[Opening Input data section]
PR #86, opened 2024-11-13
Use Sequence instead of list[] in parameters to build_primer_pairs()

### LINKED ISSUE #84: Update `build_primer_pairs()` to accept `Iterable[Oligo]` or `Sequence[Oligo]`
I have a use case where I have subclassed `Oligo` in order to store QC attributes (e.g. hairpin delta G and off-target hit counts) and filter individual primers before assembling them into pairs.

Because `list` is invariant, the current implementation does not support building pairs from subclasses of `Oligo`.

Note that the implementation prior to #75 supported this use case because the arguments were defined as `Iterable[Oligo]`.

tfenne:
Fixes #84

### DIFF
--- a/.gitignore
+++ b/.gitignore
@@ -155,10 +155,3 @@ dmypy.json
 
 # Cython debug symbols
 cython_debug/
-
-# PyCharm
-#  JetBrains specific template is maintained in a separate JetBrains.gitignore that can
-#  be found at https://github.com/github/gitignore/blob/main/Global/JetBrains.gitignore
-#  and can be added to the global gitignore or merged into this file.  For a more nuclear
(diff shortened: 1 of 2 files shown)


msto (approved):
I don't see any reason not to implement coderabbit's suggestion here, I never would have caught that

tfenne:
> I don't see any reason not to implement coderabbit's suggestion here, I never would have caught that

I went the other way - the JetBrains section at the bottom was commented out and not that useful, and I think it's nice to have the ignores for all the IDEs in the same place.

msto:
Makes sense to me.

I was more commenting that I never would have noticed the duplication - I'm pretty lenient about additions to the gitignore 😅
[Closing Input data section]
Print the line that contains "--- a/.gitignore" and each line after it up to the end of the listing, exactly as written.

--- a/.gitignore
+++ b/.gitignore
@@ -155,10 +155,3 @@ dmypy.json
 
 # Cython debug symbols
 cython_debug/
-
-# PyCharm
-#  JetBrains specific template is maintained in a separate JetBrains.gitignore that can
-#  be found at https://github.com/github/gitignore/blob/main/Global/JetBrains.gitignore
-#  and can be added to the global gitignore or merged into this file.  For a more nuclear
(diff shortened: 1 of 2 files shown)


msto (approved):
I don't see any reason not to implement coderabbit's suggestion here, I never would have caught that

tfenne:
> I don't see any reason not to implement coderabbit's suggestion here, I never would have caught that

I went the other way - the JetBrains section at the bottom was commented out and not that useful, and I think it's nice to have the ignores for all the IDEs in the same place.

msto:
Makes sense to me.

I was more commenting that I never would have noticed the duplication - I'm pretty lenient about additions to the gitignore 😅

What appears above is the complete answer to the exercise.